Very good! It would be important to also have a snap package for it. More and more new ppl are looking towards Linux. For those opposing these: you can choose not to use flatpak or snaps. No one is taking away your freedom of buildin from the source or adding PPA's
14 27 January 2020 at 2:03 pm UTC
I normally use KsysGuard + lm_sensors, but I will give this a try. Might be nice to have it all in one app. Also, I may prefer the individual CPU core graphs even though it doesn't show a history.
SirLootALot 27 January 2020 at 7:02 pm UTC
This is exactly what I've been looking for
TheRiddick 27 January 2020 at 7:08 pm UTC
looks good to me, be nice if it had nvidia and amd gpu temp/data monitoring also. And for some reason it can't detect my memory modules.

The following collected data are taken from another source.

PR #872, opened 2021-06-26
Updated Formik testing example, added a missing parameter

HouCoder:
[This PR](https://github.com/testing-library/testing-library-docs/pull/692) forgot to add the second onSubmit parameter in the example code, which causes the testing to always fail.

```
  ● rendering and submitting a basic Formik form

    expect(jest.fn()).toHaveBeenCalledWith(...expected)

    - Expected
    + Received

      {"email": "john.dee@someemail.com", "firstName": "John", "lastName": "Dee"},
    - Anything,

    Number of calls: 1
```

### DIFF
--- a/docs/example-formik.md
+++ b/docs/example-formik.md
@@ -14,9 +14,9 @@ import { Formik, Field, Form } from 'formik'
 const sleep = ms => new Promise(r => setTimeout(r, ms))
 
 export const MyForm = ({ onSubmit }) => {
-  const handleSubmit = async values => {
+  const handleSubmit = async (values, formikBag) => {
     await sleep(500)
-    onSubmit(values)
+    onSubmit(values, formikBag)
   }
 
   return (


docs/example-formik.md
```diff
@@ -14,9 +14,9 @@ import { Formik, Field, Form } from 'formik'
 const sleep = ms => new Promise(r => setTimeout(r, ms))
 
 export const MyForm = ({ onSubmit }) => {
-  const handleSubmit = async values => {
+  const handleSubmit = async (values, formikBag) => {
```
eps1lon, line 17: For future reference, could you point to forkik documentation for this? I couldn't find it.

HouCoder: Do you mean the Formik doc for the onSubmit callback? If so then this is the doc - https://formik.org/docs/api/formik#onsubmit-values-values-formikbag-formikbag--void--promiseany

Thanks.

eps1lon: We just need to revert https://github.com/testing-library/testing-library-docs/pull/692.

You probably don't want to expose the formik bag anyway.

PR #873, opened 2021-06-26
Update api-async.mdx

Notr0M:
typo


MatanBobi:
Hi @Notr0M! Thanks for taking the time to open this one.
I actually don't see this as a typo so I'm ok with keeping it as it is.
Thanks again for the initiative and for taking the time :)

Last edited by TheRiddick on 27 January 2020 at 7:09 pm UTC
ajgp 27 January 2020 at 8:02 pm UTC
TheRiddicklooks good to me, be nice if it had nvidia and amd gpu temp/data monitoring also. And for some reason it can't detect my memory modules.

If you click the "Read All" button in the top left of the window, it will prompt for you password then read out your memory information.
leinardi 27 January 2020 at 9:41 pm UTC
TheRiddicklooks good to me, be nice if it had nvidia and amd gpu temp/data monitoring also. And for some reason it can't detect my memory modules.

Hi, I'm the developer of GST. If what ajgp suggested doesn't work, feel free to open an issue on the official issue tracker: https://gitlab.com/leinardi/gst/issues
Cyril 28 January 2020 at 12:31 am UTC
I didn't know GST or even GWE, great tools! And both available in Arch (GST in AUR and GWE in official community)!

PS: Ahah in fact there was a news about it last year... but it seems I didn't take time to try it out.


Last edited by Cyril on 28 January 2020 at 12:46 am UTC
adibuyono 28 January 2020 at 2:51 am UTC
TheRiddicklooks good to me, be nice if it had nvidia and amd gpu temp/data monitoring also. And for some reason it can't detect my memory modules.

the creator of this apps said on OMGUbuntu comment, it must be run under "sudo" to get full memory information.
leinardi 28 January 2020 at 8:12 am UTC
adibuyono
TheRiddicklooks good to me, be nice if it had nvidia and amd gpu temp/data monitoring also. And for some reason it can't detect my memory modules.

the creator of this apps said on OMGUbuntu comment, it must be run under "sudo" to get full memory information.
Hi adibuyono, I fear I was not clear enough on my other comment: please, never start GST with sudo, it is not needed and could even create issues. What I wanted to say is that superuser permissions are needed to read the RAM information. GST will ask for these permission automatically when you press the "Read all" button on the top left corner. GST will never know your password because I'm simply using pkexec to run dmidecode as root.